Alicyclobacillus acidocaldarius

Scientific classification
- Domain: Bacteria
- Kingdom: Bacillati
- Phylum: Bacillota
- Class: Bacilli
- Order: Bacillales
- Family: Alicyclobacillaceae
- Genus: Alicyclobacillus
- Species: A. acidocaldarius
- Binomial name: Alicyclobacillus acidocaldarius Wisotzkey et al. 1992
- Subspecies: subsp. acidocaldarius; subsp. rittmannii;

= Alicyclobacillus acidocaldarius =

- Genus: Alicyclobacillus
- Species: acidocaldarius
- Authority: Wisotzkey et al. 1992

Species of bacterium

Alicyclobacillus acidocaldarius is a species of Gram positive, strictly aerobic, bacterium. The bacteria are acidophilic, thermophilic, and produce endospores. The first identified strains of A. acidocaldarius were from geysers in Yellowstone National Park and fumerole soil in Hawaii Volcano National Park. The species was originally classified as Bacillus acidocaldarius in 1971, but further 16S rRNA studies found that the species belonged in the newly created genus Alicyclobacillus. The species name is derived from the Latin acidum (acid) and caldarius (pertaining to warm or hot), referring to the acidic and high temperature environments from which it was first isolated. Thomas D. Brock was one of the researchers who first categorized the species; his discovery of Thermus aquaticus allowed for other researchers to discover Taq polymerase and polyermase chain reaction (PCR).

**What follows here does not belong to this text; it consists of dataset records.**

PR #96, opened 2020-03-24
Switch from memoize to lru_cache

armenzg:
How do we know that it is working as expected?

On another note, look at [the second commit](https://github.com/mozilla/mozci/commit/5b1c326bbaa4c8793f4f5d6b3bcc32c2532bd045) and the output below.
I moved `@lru_cache` to the lower level function since it did not like using lru_cache as part of a function of a class.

A strain of A. acidocaldarius has been isolated from thermally heated soils of Mount Rittmann in Antarctica.

Alicyclobacillus acidocaldarius was among the first three species reclassified from the genus Bacillus to the newly created Alicyclobacillus in 1992, along with A. acidoterrestris and A. cycloheptanicus.

The optimum growth temperature for A. acidocaldarius is 60-65 °C, and can grow in the 45-70 °C range. The optimum pH is 3.0-4.0, and can grow in pH 2.0-6.0.